◆ **TASK BRIEF**
What is needed is an exact copy of all the data.

Segment Start: SOURCE DATA

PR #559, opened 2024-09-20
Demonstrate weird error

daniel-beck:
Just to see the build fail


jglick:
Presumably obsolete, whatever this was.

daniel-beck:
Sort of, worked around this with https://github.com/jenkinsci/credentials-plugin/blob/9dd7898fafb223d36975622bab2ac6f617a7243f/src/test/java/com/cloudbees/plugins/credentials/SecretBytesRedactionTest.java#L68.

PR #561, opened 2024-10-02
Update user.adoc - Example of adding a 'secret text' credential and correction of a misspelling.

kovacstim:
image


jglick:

Segment End: SOURCE DATA

◆ **COMPLETED TASK**
PR #559, opened 2024-09-20
Demonstrate weird error

daniel-beck:
Just to see the build fail


jglick:
Presumably obsolete, whatever this was.

daniel-beck:
Sort of, worked around this with https://github.com/jenkinsci/credentials-plugin/blob/9dd7898fafb223d36975622bab2ac6f617a7243f/src/test/java/com/cloudbees/plugins/credentials/SecretBytesRedactionTest.java#L68.

PR #561, opened 2024-10-02
Update user.adoc - Example of adding a 'secret text' credential and correction of a misspelling.

kovacstim:
image


jglick:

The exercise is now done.